By tracking system activities and environmental changes, the tool can save system administrators valuable time and resources that would otherwise be necessary in investigating these problems. Detailed account management profiles of the operating environment provide useful information in assisting the administrator in resolving these problems. Further environmental records provide a facility available to identify by program either a direct contact that can work on resolving a problem or the number for a support center to handle the problem.

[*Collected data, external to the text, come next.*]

PR #230, opened 2024-08-03
only combine final step for limit

mattseddon:
Follow up to [this comment](https://github.com/iterative/datachain/pull/225#discussion_r1701687436)


rlamy (approved):
Thanks! I like the test - simple yet exhausitve!

Issue #237, opened 2024-08-05
Make show() not crash on empty dataset


volkfox:
### Description

Currently show() command crashes when getting an empty dataset.
It should handle it gracefully.

```
from datachain.lib.dc import Column, DataChain
a = DataChain.from_values(a=['a', 'b'])
 a.count()

>> Processed: 1 rows [00:00, 786.19 rows/s]
>> Generated: 2 rows [00:00, 1695.01 rows/s]
>> 2

 a.filter(a == '3').count()
>> Processed: 1 rows [00:00, 906.48 rows/s]
>> Generated: 2 rows [00:00, 1996.34 rows/s]
>> 0

a.filter(a == '3').show()

>>>
Processed: 1 rows [00:00, 1548.28 rows/s]
Generated: 2 rows [00:00, 3034.95 rows/s]
Traceback (most recent call last):
  File "<stdin>", line 1, in <module>
  File "/Users/dkh/datachain/src/datachain/lib/dc.py", line 1198, in show
    df = dc.to_pandas(flatten)
  File "/Users/dkh/datachain/src/datachain/lib/dc.py", line 1175, in to_pandas
    df.columns = [".".join(filter(None, header)) for header in headers]
  File "/Users/dkh/venv/datachain-1/lib/python3.9/site-packages/pandas/core/generic.py", line 6313, in __setattr__
    return object.__setattr__(self, name, value)
  File "properties.pyx", line 69, in pandas._libs.properties.AxisProperty.__set__
  File "/Users/dkh/venv/datachain-1/lib/python3.9/site-packages/pandas/core/generic.py", line 814, in _set_axis
    self._mgr.set_axis(axis, labels)
  File "/Users/dkh/venv/datachain-1/lib/python3.9/site-packages/pandas/core/internals/managers.py", line 238, in set_axis
    self._validate_set_axis(axis, new_labels)
  File "/Users/dkh/venv/datachain-1/lib/python3.9/site-packages/pandas/core/internals/base.py", line 98, in _validate_set_axis
    raise ValueError(
ValueError: Length mismatch: Expected axis has 0 elements, new values have 1 elements
```

### Version Info

```Text
0.2.16.dev2+gf019b0f
```

PR #241, opened 2024-08-06
fix(to_pandas): handle empty datachain in to_pandas (and show)

shcheklein:
Closes https://github.com/iterative/datachain/issues/237 + simplifies the code a bit and makes sure that column names are preserved in `df` even if there are no values - consistently across flatten and non-flatten version.

```
files = [File(size=s, path=p) for p, s in zip(list("abcde"), range(5))]
DataChain.from_values(file=files).limit(0).show()
```

returns:

```
Empty result
Columns: [('file', 'source'), ('file', 'path'), ('file', 'size'), ('file', 'version'), ('file', 'etag'), ('file', 'is_latest'), ('file', 'last_modified'), ('file', 'location'), ('file', 'vtype')]
```

(similar to how pandas returns the list of columns to make it easier to debug)

Once thing that I was not able to imitate for now is a schema-less (no columns, no-values DataChain), but let's consider this as a minor edge case that we can test / fix later if we decide to allow that.

### DIFF
--- a/src/datachain/lib/dc.py
+++ b/src/datachain/lib/dc.py
@@ -1206,14 +1206,14 @@ class DataChain(DatasetQuery):
         """
         headers, max_length = self._effective_signals_schema.get_headers_with_length()
         if flatten or max_length < 2:
-            df = pd.DataFrame.from_records(self.to_records())
+            columns = []
             if headers:
-                df.columns = [".".join(filter(None, header)) for header in headers]
-            return df
+                columns = [".".join(filter(None, header)) for header in headers]
+            return pd.DataFrame.from_records(self.to_records(), columns=columns)
 
-        transposed_result = list(map(list, zip(*self.results())))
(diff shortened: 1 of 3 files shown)


tests/func/test_dataset_query.py
```diff
@@ -1185,8 +1185,8 @@ def name_len_interrupt(_name):
 
     q = (
         DatasetQuery(name="animals", version=1, catalog=catalog)
-        .filter(C.size < 13)
-        .filter(C.parent.glob("cats*") | (C.size < 4))
+        # .filter(C.size < 13)
```
shcheklein, line 1188: disregard this, unrelated, this PR is primarily for @mattseddon and can be closed

mattseddon: closed my PR, you can take it

shcheklein: sounds good

mattseddon (approved):

PR #245, opened 2024-08-06
Llm bruteforce blog

volkfox:
adding a notebook for the blog


shcheklein:
we should have already a repo for notebooks, I think @mnrozhkov and @tibor-mach created it. Let's move it there please.

dmpetrov (approved):
LG!

shcheklein (commented):
The trick looks quite cool :) But what is the value of datachain here? (I guess I can wait for the blog post itself as well)

shcheklein:
@volkfox I think we can close it here now?

PR #253, opened 2024-08-07
Autodetect Studio branch

dreadatour:
If Studio repo have branch with the same name PR have use it instead of hardcoded `develop` branch.

It was tested in [this PR](https://github.com/iterative/datachain/pull/252), see [this action](https://github.com/iterative/datachain/actions/runs/10290404411/job/28480287352?pr=252).

### DIFF
--- a/.github/workflows/tests.yml
+++ b/.github/workflows/tests.yml
@@ -8,6 +8,7 @@ on:
 
 env:
   FORCE_COLOR: "1"
+  BRANCH: ${{ github.head_ref || github.ref_name }}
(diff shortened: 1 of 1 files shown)


0x2b3bfa0 (approved):
Hacky, but...

ilongin (approved):
Thanks for fixing this

dtulga (approved):
LGTM, thanks! This will be very helpful to avoid having to change this ref for tests, then remember to change it back before merging.

PR #678, opened 2024-12-09
Implement 'seed' for 'train_test_split' (take two)

dreadatour:
Testing simple approach discussed in https://github.com/iterative/datachain/pull/657

---

New `seed` param for `train_test_split` toolkit method was added:

```python
train, test, val = train_test_split(dc, [0.7, 0.2, 0.1], seed=37)
train.save("dataset_train")
test.save("dataset_test")
val.save("dataset_val")
```


dreadatour:
Test this implementation with this simple script:

```python
import random
import sys

from PIL import Image


def sys__rand():
    return random.randint(0, MAX_INT_64) - 2**63


MAX_INT_64 = 2**64 - 1
COLORS = [(0, 0, 0), (255, 255, 255), (255, 0, 0), (0, 255, 0), (0, 0, 255)]

seed = int(sys.argv[1])
weights = [float(val) for val in sys.argv[2:]]

resolution = 2**31 - 1  # Maximum positive value for a 32-bit signed integer.
uniform_seed = random.Random(seed).randrange(1, resolution)
weights_normalized = [weight / sum(weights) for weight in weights]

width, height = 512, 512
im = Image.new("RGB", (width, height), "black")
pixels = im.load()
for y in range(height):
    for x in range(int(width)):
        sys_rand_col = sys__rand()
        rand_col = sys_rand_col if seed < 0 else (sys_rand_col % resolution) * uniform_seed
        rand_col = rand_col % resolution

        for index, _ in enumerate(weights_normalized):
            if (
                rand_col >= round(sum(weights_normalized[:index]) * resolution) and
                rand_col < round(sum(weights_normalized[: index + 1]) * resolution)
            ):
                pixels[x, y] = COLORS[index]
                break

im.save("random_pattern.png", "PNG")
```

### No seed, 1:1 distribution

```
python test-train-split-img.py -1 1 1
```

random_pattern


### No seed, 10:1 distribution

```
python test-train-split-img.py -1 10 1
```

random_pattern

### No seed, 10:5:1 distribution

```
python test-train-split-img.py -1 10 5 1
```

random_pattern


### With seed, 1:1 distribution

```
python test-train-split-img.py 123456 1 1
```

random_pattern

### With seed, 10:1 distribution

```
python test-train-split-img.py 123456 10 1
```

random_pattern

---

Unless proven otherwise, I will assume this to be a uniform distribution and consider the task complete.

src/datachain/toolkit/split.py
```diff
@@ -58,14 +69,16 @@ def train_test_split(dc: DataChain, weights: list[float]) -> list[DataChain]:
 
     weights_normalized = [weight / sum(weights) for weight in weights]
 
-    resolution = 2**31 - 1  # Maximum positive value for a 32-bit signed integer.
+    rand_col = C("sys.rand")
+    if seed is not None:
+        uniform_seed = random.Random(seed).randrange(1, RESOLUTION)  # noqa: S311
+        rand_col = (rand_col % RESOLUTION) * uniform_seed  # type: ignore[assignment]
```
dreadatour, line 75: `(rand_col % RESOLUTION)` is needed because of [this](https://github.com/iterative/datachain/pull/657#issuecomment-2530115157):

Python:

```
In [1]: 8822966792743105186 * 1730071088
Out[1]: 15264359758508934493641462368

In [2]: (8822966792743105186 * 1730071088) % 2147483647
Out[2]: 581439120
```

SQLite:

```
sqlite> select 8822966792743105186 * 1730071088;
1.52643597585089e+28

sqlite> select (8822966792743105186 * 1730071088) % 2147483647;
1.0
```

src/datachain/toolkit/split.py
```diff
@@ -58,14 +69,16 @@ def train_test_split(dc: DataChain, weights: list[float]) -> list[DataChain]:
 
     weights_normalized = [weight / sum(weights) for weight in weights]
 
-    resolution = 2**31 - 1  # Maximum positive value for a 32-bit signed integer.
+    rand_col = C("sys.rand")
+    if seed is not None:
+        uniform_seed = random.Random(seed).randrange(1, RESOLUTION)  # noqa: S311
```
0x2b3bfa0, line 74: Good catch with the lower bound! I was relying on statistics and hoping it would never be `0` but better to make sure. 🙈 ❤️

0x2b3bfa0: Note that here `RESOLUTION` should be `RESOLUTION + 1`[^1] because `randrange` behaves like range, and does not include the last element.

```suggestion
        uniform_seed = random.Random(seed).randrange(1, RESOLUTION + 1)  # noqa: S311
```

[^1]: Because you declared `RESOLUTION` as `2**31 - 1` above.

src/datachain/toolkit/split.py
0x2b3bfa0: My bad, thanks! I assumed that SQLite was displaying "scientific notation" but it wouldn't be an issue. 🙈

0x2b3bfa0: On _modulo_ operations, `RESOLUTION` should be `RESOLUTION + 1` as well.

```suggestion
        rand_col = (rand_col % (RESOLUTION + 1)) * uniform_seed  # type: ignore[assignment]
```

src/datachain/toolkit/split.py
```diff
@@ -58,14 +69,16 @@ def train_test_split(dc: DataChain, weights: list[float]) -> list[DataChain]:
...
+        rand_col = (rand_col % RESOLUTION) * uniform_seed  # type: ignore[assignment]
+    rand_col = rand_col % RESOLUTION  # type: ignore[assignment]
```
0x2b3bfa0, line 76: On _modulo_ operations, `RESOLUTION` should be `RESOLUTION + 1` as well.

```suggestion
    rand_col = rand_col % (RESOLUTION + 1)  # type: ignore[assignment]
```

tests/conftest.py
```diff
@@ -654,18 +654,20 @@ def studio_datasets(requests_mock):
 
 @pytest.fixture
 def not_random_ds(test_session):
+    # `sys__rand` column is carefully crafted to ensure that `train_test_split` func
```
0x2b3bfa0, line 657: Thanks for documenting this! ❤️

0x2b3bfa0 (approved):
Thanks for this awesome work, @dreadatour! 🤩 

Just a small note with regard to half-open intervals: should `RESOLUTION` be `RESOLUTION + 1` for `%` and `randrange` but not for `*`?

src/datachain/toolkit/split.py
```diff
@@ -58,14 +69,16 @@ def train_test_split(dc: DataChain, weights: list[float]) -> list[DataChain]:
 
     weights_normalized = [weight / sum(weights) for weight in weights]
 
-    resolution = 2**31 - 1  # Maximum positive value for a 32-bit signed integer.
+    rand_col = C("sys.rand")
+    if seed is not None:
+        uniform_seed = random.Random(seed).randrange(1, RESOLUTION + 1)  # noqa: S311
+        rand_col = (rand_col % (RESOLUTION + 1)) * uniform_seed  # type: ignore[assignment]
+    rand_col = rand_col % RESOLUTION  # type: ignore[assignment]
```
dreadatour, line 76: @0x2b3bfa0 wait. `RESOLUTION` Should NOT be power of 2 for modulo. It should be a prime number for even distribution. `RESOLUTION = 2^31-1` is a prime (Mersenne prime to be exact), and `RESOLUTION + 1` is a power of 2, so it is much better to use `RESOLUTION` for modulo.

Since max reminder will be `RESOLUTION - 1`, we should use `RESOLUTION + 1` for multiplication below.

0x2b3bfa0: 1. Unless proven otherwise, we don't need `RESOLUTION` to be prime; this is just multiplication of big numbers[^1] _modulo_ **anything**.
2. If you use `2**31 - 1` for _modulo_ you should be using `2**31 - 2` for multiplication, not `2**31 + 2` lest leaving some of the items unreachable.

[^1]: More specifically two big, pseudo-random numbers: a constant `seed` and a variable a sys.rand`

dreadatour: 🤔

```
In [1]: import math

In [2]: RESOLUTION = 2**31 - 1

In [3]: math.log((RESOLUTION - 1) * (RESOLUTION + 1), 2)
Out[3]: 61.99999999865639
```

0x2b3bfa0:
```python 
>>> one = 2**31 * 2**31
4611686018427387904
>>> two = (2**31 - 1) * (2**31 + 1)
4611686018427387903
>>> one - two
1
```

dreadatour: The best conversation ever 🤣
```
In [1]: (2**31 - 1) * (2**31 + 1) == 2**62 - 1
Out[1]: True
```

dreadatour: Argh, of course, you're right, should be `RESOLUTION - 1` in multiplication below.

src/datachain/toolkit/split.py
```diff
@@ -58,14 +69,16 @@ def train_test_split(dc: DataChain, weights: list[float]) -> list[DataChain]:
...
 
     return [
         dc.filter(
-            C("sys__rand") % resolution
-            >= round(sum(weights_normalized[:index]) * resolution),
-            C("sys__rand") % resolution
-            < round(sum(weights_normalized[: index + 1]) * resolution),
+            rand_col >= round(sum(weights_normalized[:index]) * (RESOLUTION + 1)),
+            rand_col < round(sum(weights_normalized[: index + 1]) * (RESOLUTION + 1)),
```
dreadatour, line 81:
```suggestion
            rand_col >= round(sum(weights_normalized[:index]) * (RESOLUTION - 1)),
            rand_col < round(sum(weights_normalized[: index + 1]) * (RESOLUTION - 1)),
```

src/datachain/toolkit/split.py
```diff
@@ -58,14 +69,16 @@ def train_test_split(dc: DataChain, weights: list[float]) -> list[DataChain]:
...
+    rand_col = rand_col % RESOLUTION  # type: ignore[assignment]
 
     return [
         dc.filter(
-            C("sys__rand") % resolution
-            >= round(sum(weights_normalized[:index]) * resolution),
-            C("sys__rand") % resolution
-            < round(sum(weights_normalized[: index + 1]) * resolution),
+            rand_col >= round(sum(weights_normalized[:index]) * (RESOLUTION - 1)),
+            rand_col < round(sum(weights_normalized[: index + 1]) * (RESOLUTION - 1)),
```
0x2b3bfa0, line 81:
```suggestion
            rand_col >= round(sum(weights_normalized[:index]) * RESOLUTION),
            rand_col < round(sum(weights_normalized[: index + 1]) * RESOLUTION),
```

0x2b3bfa0: @dreadatour, https://github.com/iterative/datachain/pull/678/commits/24cd3b573d95dedfad49e5444621abb5f4c0035a was not needed.

src/datachain/toolkit/split.py
```diff
@@ -1,7 +1,16 @@
+import random
+from typing import Optional
+
 from datachain import C, DataChain
 
+RESOLUTION = 2**31 - 1  # Maximum positive value for a 32-bit signed integer.
```
0x2b3bfa0, line 6: Off the top of my head, distribution doesn't get any "better" by using "the @dreadatour prime"[^1] 😄 for the _modulo_ operation.

We could just use `2**31`; thus, considering only the least significant 31 bits of `sys.rand` and discarding the rest; but it's nicer to use your approach and take into account all the bits.

```suggestion
RESOLUTION = 2**31
```

[^1]: A particular Mersenne prime: `2**32 - 1`

0x2b3bfa0 (approved):

PR #680, opened 2024-12-09
Add log streaming to the created job

amritghimire:
When running a job from studio, this adds a log streaming which checks
for the updates from the Studio.

Related PR: https://github.com/iterative/studio/pull/11068

image


dreadatour (approved):
Looks good to me! Thank you for this update 🥰

src/datachain/remote/studio.py
```diff
@@ -231,6 +235,38 @@ def _unpacker_hook(code, data):
...
+        Follow job logs via websocket connection.
+
+        Args:
+            job_id: ID of the job to follow logs for
+
+        Yields:
+            Dict containing either job status updates or log messages
+        """
+        parsed_url = urlparse(self.url)
+        ws_url = urlunparse(parsed_url._replace(scheme="ws"))
```
0x2b3bfa0, line 249: Let's not use WebSockets without TLS, please. At least, let's match the scheme from `self.url` converting `http` to `ws` and `https` to `wss` to simplify local development.

```suggestion
        ws_url = urlunparse(parsed_url._replace(scheme="wss"))
```

0x2b3bfa0 (changes requested):

src/datachain/remote/studio.py
```diff
@@ -231,6 +235,40 @@ def _unpacker_hook(code, data):
...
+            job_id: ID of the job to follow logs for
+
+        Yields:
+            Dict containing either job status updates or log messages
+        """
+        parsed_url = urlparse(self.url)
+        ws_url = urlunparse(
+            parsed_url._replace(scheme="wss" if parsed_url.scheme == "https" else "ws")
+        )
+        ws_url = f"{ws_url}/logs/follow/?job_id={job_id}&team_name={self.team}"
```
0x2b3bfa0, line 252: Why do we need to pass the team name?

0x2b3bfa0 (approved):
Still not sure WebSockets are a good idea, especially for log streaming. I'm not even talking about SSE here, but even about plain old polling.

0x2b3bfa0 (commented):
It works, but I wonder if it should be closer to real-time; the following example seems to be buffering the whole output and takes ages to print the logs: 🧐 

#### `datachain studio run test.py`
```python
import time

for number in range(60 * 60):
  time.sleep(0.1)
  print(number)
```

amritghimire:
> It works, but I wonder if it should be closer to real-time; the following example seems to be buffering the whole output and takes ages to print the logs: 🧐 
> 
> 
> 
> #### `datachain studio run test.py`
> 
> ```python
> 
> import time
> 
> 
> 
> for number in range(60 * 60):
> 
>   time.sleep(0.1)
> 
>   print(number)
> 
> ```

Found an possible cause in Studio side. Working on it alongside the test cases for this.

src/datachain/remote/studio.py
amritghimire: It seems to be an existing approach for Studio endpoints that takes the team name to check for permission before any other tasks. I reused the same decorator and approach to make sure the permission is correct

0x2b3bfa0: This doesn't feel right to me. 🤔 In theory, the job identifier and the access token should be the only values needed to check for permission; anything else is a potential footgun in the best case, or an actual footgun in the worst case.

0x2b3bfa0: Resolving as off-topic, but pinging @dreadatour just to make noise.

PR #691, opened 2024-12-11
torch-loader(example): use prefetch and try to run example in linux

skshetry:


examples/get_started/torch-loader.py
```diff
@@ -64,8 +66,9 @@ def forward(self, x):
 
     train_loader = DataLoader(
         ds.to_pytorch(transform=transform),
-        batch_size=16,
-        num_workers=2,
+        batch_size=25,
+        num_workers=4,
+        multiprocessing_context=multiprocessing.get_context("spawn"),
```
skshetry, line 71: `fsspec`'s `loop` is not fork-safe. Even though we create a new loop for each forked processes, s3fs or other filesystems may not be fork-safe.

See https://s3fs.readthedocs.io/en/latest/#multiprocessing.

This causes future from a `run_coroutine_threadsafe` to hang forever on prefetch.

I could contribute a fix to the first problem, but the second problem still remains. 
Also, Python 3.14 is changing default start method for posix systems (except macOS which uses `'spawn'`) to `'forkserver'`. See https://github.com/python/cpython/issues/84559.

So, I think it's better to recommend to use a different start method.

mattseddon (approved):

PR #693, opened 2024-12-12
cli: improve startup time

skshetry:
This PR halves the total startuptime from 2.8s to 1.4s, with minimal effort.

There are two more imports that can be reduced: requests, and numpy, that will reduce total time by .3 sec.

The total import time spent is now 1.251s. It's difficult to fix remaining imports because we expose them on top-level imports, and fixing them will require too much duplication/effort or incur runtime costs.

The import trace looks like follows after this PR:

As described above, the present invention can be embodied in the form of computer-implemented processes and apparatuses for practicing those processes. The present invention can also be embodied in the form of computer program code containing instructions embodied in tangible media, such as floppy diskettes, CD-ROMs, hard drives, or any other computer-readable storage medium, wherein, when the computer program code is loaded into and executed by a computer, the computer becomes an apparatus for practicing the invention. The present invention can also be embodied in the form of computer program code, for example, whether stored in a storage medium, loaded into and/or executed by a computer, or transmitted over some transmission medium, such as over electrical wiring or cabling, through fiber optics, or via electromagnetic radiation, wherein, when the computer program code is loaded into and executed by a computer, the computer becomes an apparatus for practicing the invention. When implemented on a general-purpose microprocessor, the computer program code segments configure the microprocessor to create specific logic circuits.
While preferred embodiments have been shown and described, various modifications and substitutions may be made thereto without departing from the spirit and scope of the invention. Accordingly, it is to be understood that the present invention has been described by way of illustration and not limitation.